Asked if he thought the top tier was ignoring New Hampshire, Bennet said, “I think they have, and it's one of the reasons I'm here.”
“I think New Hampshire wants to meet candidates and see candidates and have conversations. And I really think they want to have the chance to ask questions and have those questions answered,” Bennet said.
While New Hampshire has a history of humbling front-runners and producing historic upsets or comebacks, even voters who have been attending recent candidate events have indicated they’re leaning toward a particular candidate but are not yet fully committed.
Some in New Hampshire, like Molly Forgaard, have noticed a drop in attention. At this point, the 25-year-old independent voter supports Buttigieg but is "open to having my mind changed by something unexpected."

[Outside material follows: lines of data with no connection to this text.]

PR #4137, opened 2022-09-24
Optimize contexts for reading frequently

Tyriar:
This was a recommendation from Edge.
Docs here: https://html.spec.whatwg.org/multipage/canvas.html#concept-canvas-will-read-frequently


Tyriar:
First draw to char atlas before took ~50ms:

Screen Shot 2022-09-24 at 11 02 31 am

After:
Screen Shot 2022-09-24 at 11 03 33 am

PR #4144, opened 2022-09-24
Add PriorityTaskQueue

Tyriar:
This acts as a fallback when idle callbacks aren't supported, we may also want to use it for other tasks (eg. write buffer?)


jerch:
@Tyriar Can I use this for the BufferLine resizing? If so, which is the straight forward usage pattern? `DebouncedIdleTask.set`?

Tyriar:
@jerch yes you could use it for that:

```ts
private _resizeIdleTask: DebouncedIdleTask = new DebouncedIdleTask();
resize(cols, rows) {
  // Check if there is room in the buffer or we need a new one immediately
  if (cols * CELL_SIZE * 4 > this._data.buffer.byteLength) {
    // Discard any pending resizes
    this._resizeIdleTask.clear();
    // Resize immediately
    this._data = ...
  } else {
    // Swap out the current resize task
    this._resizeIdleTask.set(() => cleanUp());
  }
}
```

This clean up stuff could be encapsulated within a class for simplicity (`DynamicUint8Array`?), basically a stripped down version of my `ArrayBufferList` exploration https://github.com/Tyriar/xterm.js/tree/array_buffer_list

PR #4145, opened 2022-09-24
Optimize critical I/O path for input latency

Tyriar:
This reduced input latency from about 10ms -> 4ms on my mac (measurement based on devtools tasks).

Before server microtask:

Screen Shot 2022-09-24 at 4 23 02 pm

After server microtask:

Screen Shot 2022-09-24 at 4 22 38 pm

After server microtask and write buffer microtask:

Screen Shot 2022-09-24 at 4 26 41 pm

### DIFF
--- a/src/common/input/WriteBuffer.ts
+++ b/src/common/input/WriteBuffer.ts
@@ -105,7 +105,7 @@ export class WriteBuffer {
     // schedule chunk processing for next event loop run
     if (!this._writeBuffer.length) {
       this._bufferOffset = 0;
-      setTimeout(() => this._innerWrite());
+      queueMicrotask(() => this._innerWrite());
     }
 
     this._pendingData += data.length;
@@ -217,7 +217,7 @@ export class WriteBuffer {
         this._callbacks = this._callbacks.slice(this._bufferOffset);
         this._bufferOffset = 0;
       }
-      setTimeout(() => this._innerWrite());
+      queueMicrotask(() => this._innerWrite());
     } else {
       this._writeBuffer.length = 0;
       this._callbacks.length = 0;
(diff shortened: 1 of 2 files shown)


src/common/input/WriteBuffer.ts
```diff
@@ -105,7 +105,7 @@ export class WriteBuffer {
     // schedule chunk processing for next event loop run
     if (!this._writeBuffer.length) {
       this._bufferOffset = 0;
-      setTimeout(() => this._innerWrite());
+      queueMicrotask(() => this._innerWrite());
```
jerch, line 108: This should be safe with `queueMicrotask` - reason: this code path is only entered, if the write queue was empty before, which guarantees, that there happened a screen refresh before.

src/common/input/WriteBuffer.ts
```diff
@@ -217,7 +217,7 @@ export class WriteBuffer {
         this._callbacks = this._callbacks.slice(this._bufferOffset);
         this._bufferOffset = 0;
       }
-      setTimeout(() => this._innerWrite());
+      queueMicrotask(() => this._innerWrite());
```
jerch, line 220: Not so sure about `queueMicrotask` here - imho this will skip any screen refreshs in between, if the write queue never drops empty?

There are more edge cases linked to direct microtask usage - imho chrome and firefox prioritize them differently (dont remember the details atm).

jerch (commented):
@Tyriar I am not so sure about `queueMicrotask` usage here - see comments below.

src/common/input/WriteBuffer.ts
Tyriar: Opps. You're right, will fix

> There are more edge cases linked to direct microtask usage - imho chrome and firefox prioritize them differently (dont remember the details atm).

I didn't test in Firefox but this should only matter if queueMicrotask ends up slower than setTimeout which I think would be against the spec?

PR #4146, opened 2022-09-25
Use <details> tag for real-world uses

dstein64:
This update puts the real-world use examples in a `<details>` tag so that it must be manually expanded.

The idea is to simplify the `README.md` page, for which the example real-world uses currently takes a large portion.

Is this a change you'd be interested in merging? If so, please let me know if there are any updates I should make.

The updated version can be viewed at:
https://github.com/dstein64/xterm.js/blob/master/README.md#real-world-uses

real_world_uses

### DIFF
--- a/README.md
+++ b/README.md
@@ -102,6 +102,8 @@ Note that some APIs are marked *experimental*, these are added to enable experim
 ## Real-world uses
 Xterm.js is used in several world-class applications to provide great terminal experiences.
 
+<details><summary>Examples</summary>
+
 - [**SourceLair**](https://www.sourcelair.com/): In-browser IDE that provides its users with fully-featured Linux terminals based on xterm.js.
 - [**Microsoft Visual Studio Code**](http://code.visualstudio.com/): Modern, versatile, and powerful open source code editor that provides an integrated terminal based on xterm.js.
 - [**ttyd**](https://github.com/tsl0922/ttyd): A command-line tool for sharing terminal over the web, with fully-featured terminal emulation based on xterm.js.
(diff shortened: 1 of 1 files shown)


Tyriar (commented):
I think this would defeat a lot of the purpose of it being there as almost no one would expand and therefore we would get less PRs/engagement coming out way.

How about instead we just move it to the bottom, below releases/contributing and above license?

dstein64:
> "How about instead we just move it to the bottom, below releases/contributing and above license?"

Sure. I can make that update to this PR.

Would you be interested in either of the following as part of the update:

- Alphabetizing the list of examples
- Adding a `<details>` tag, like was originally proposed in this PR, but having it default to open, so that the list can optionally be collapsed

Tyriar:
> Alphabetizing the list of examples (with a corresponding update to the Note, to mention ordering instead of "Please add any new contributions to the end of the list only")

It was always "first come, first serve", so the earliest adopters are more prominently presented in the list. When alphabetizing, we would still want a select few at the top of the list, so the more important entries don't get buried and it gets a little complicated selecting those. Easiest it just to keep it as is

> Adding a <details> tag, like was originally proposed in this PR, but having it default to open, so that the list can optionally be collapsed

I don't think there's much point adding interactivity like this at the bottom of a readme as it would rarely get clicked.

dstein64:
> "Sure. I can make that update to this PR."

I made the update in a separate PR, moving the real-world uses section below releases/contributing and above license.
https://github.com/xtermjs/xterm.js/pull/4152

PR #4152, opened 2022-09-26
Move real-world uses section down

dstein64:
This PR moves the _Real-world uses_ section down, as a follow-up to discussion in PR #4146.


Tyriar (approved):
Thanks 🙂

PR #4159, opened 2022-09-28
Use microtask to flush the write buffer after input

### LINKED ISSUE #4158: serious perf issues on master
Master currently has serious perf issues (comparing `ls -lR /usr` on my machine, all with webgl renderer):
- master
grafik

- version 5.0
grafik

- version 4.19
grafik

All were measured after several runs to give JIT a chance to do its work. It seems the change causing this happened after 5.0.0.

Tyriar:
Fixes #4158

Previously this was 5000ms+ scripting:

Screen Shot 2022-09-28 at 9 05 58 am

After input:

Screen Shot 2022-09-28 at 9 07 45 am

### DIFF
--- a/src/common/input/WriteBuffer.ts
+++ b/src/common/input/WriteBuffer.ts
@@ -40,10 +40,15 @@ export class WriteBuffer {
   private _bufferOffset = 0;
   private _isSyncWriting = false;
   private _syncCalls = 0;
+  private _didUserInput = false;
   public get onWriteParsed(): IEvent<void> { return this._onWriteParsed.event; }
   private _onWriteParsed = new EventEmitter<void>();
 
   constructor(private _action: (data: string | Uint8Array, promiseResult?: boolean) => void | Promise<boolean>) { }
+
+  public handleUserInput(): void {
+    this._didUserInput = true;
+  }
 
   /**
    * @deprecated Unreliable, to be removed soon.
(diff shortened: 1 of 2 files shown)


src/common/input/WriteBuffer.ts
```diff
@@ -99,7 +104,15 @@ export class WriteBuffer {
     // schedule chunk processing for next event loop run
     if (!this._writeBuffer.length) {
       this._bufferOffset = 0;
-      queueMicrotask(() => this._innerWrite());
+      // If this is the first write call after the user has done some input,
+      // parse it immediately in an upcoming microtask to minimize reduce input,
+      // otherwise schedule for the next event
+      if (this._didUserInput) {
+        this._didUserInput = false;
+        queueMicrotask(() => this._innerWrite());
```
jerch, line 112: If latency is your main concern here - I think we can call `this._innerWrite()` directly here? (after pulling the last 3 lines of the method before the call)

Tyriar: Needed to duplicate some calls to make this happen, that's one of the reasons why it was microtask

jerch:
@Tyriar Yepp, the direct call works nice for me.

Also this PR restores scripting time back to old values, my devtools profiling is still screwed up:
grafik

Note this huge greyish portion and the overall runtime. Any idea what causes this? Also note that with devtools closed I see normal runtimes. My guess what be - there is another code change, that s*cks really bad on profiler performance, but gets not really esolved by the profiler (thus shown as grey). Sadly this currently makes the devtools profiler usable for me.

Tyriar:
I see that every now and then and it's not clear to me what it means. Does reloading the page or devtools help it go away? 🤔

jerch:
Oh well found the issue - `queueMicrotask` in `server.js` basically bypassed the intermediate buffering. Without the tiny buffer there, websocket create so many messages, that my browser profiler cannot keep up. Its basically a message congestion from too many tiny messages.
I think we need to keep setTimeout there, but maybe with a smaller limit? Like 2ms instead of 5?

jerch (approved):

Tyriar:
Ah ok, we should tweak that then. Shall we do a very similar change such that we fire the event following incoming data with queueMicrotask/immediate call?

jerch:
> Ah ok, we should tweak that then. Shall we do a very similar change such that we fire the event following incoming data with queueMicrotask/immediate call?

Yepp, should work there too :smiley_cat:

PR #4160, opened 2022-09-28
tweak buffering in server.js

jerch:
Part2 fix of #4158.


jerch:
@Tyriar I'd say - its back on the fast track.

grafik


What I changed:
- reduce timeout to 2ms
- introduce a 2^18 chunk limit
- userInput flag to skip buffering after receiving

You might want to check, if the input latency stays low. If not, then there is a catch hidden somewhere :sweat_smile:

Tyriar (approved):

PR #1157, opened 2015-12-18
Set listener scope

tiagofreres:
How about explicitly define a scope to listener instead implicitly using **store**? (anyways you could use both with this update).


gaearon:
I think any reasonable efficient listener would likely want to know the previous state too. At this point a custom wrapper like [redux-watch](https://github.com/jprichardson/redux-watch) works better than complicating core API.

PR #1173, opened 2015-12-23
remove insin/redux-action-utils (deprecated)

chentsulin:
'insin/redux-action-utils' has been deprecated, so should be removed from the document.


gaearon:
Let's put https://github.com/pauldijou/redux-act there?

chentsulin:
Sounds great~ Already updated the PR.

"Selfishly, as a New Hampshire resident, I like being able to see all the politicians in person, and I am a little bummed that I haven't gotten to see as many as I would like because they've been over in Iowa," Forgaard said. "But I do also think that Iowa and New Hampshire's outsized influence in the election is kind of unfair."
Even one of the most veteran Democrats in the state found it was hard to say how important the contest will be this year, saying it depends on the outcome.
"If it's a draw, if everyone is within one or two points of each other, I think there's no winner, so it could be that," said Bill Shaheen, a Democratic National Committee member from New Hampshire who recently endorsed Biden. “New Hampshire has the potential of being important, but it also has the potential of being, hey, people haven't made up their mind yet.”
Associated Press writer Sara Burnett in Davenport, Iowa, contributed to this report.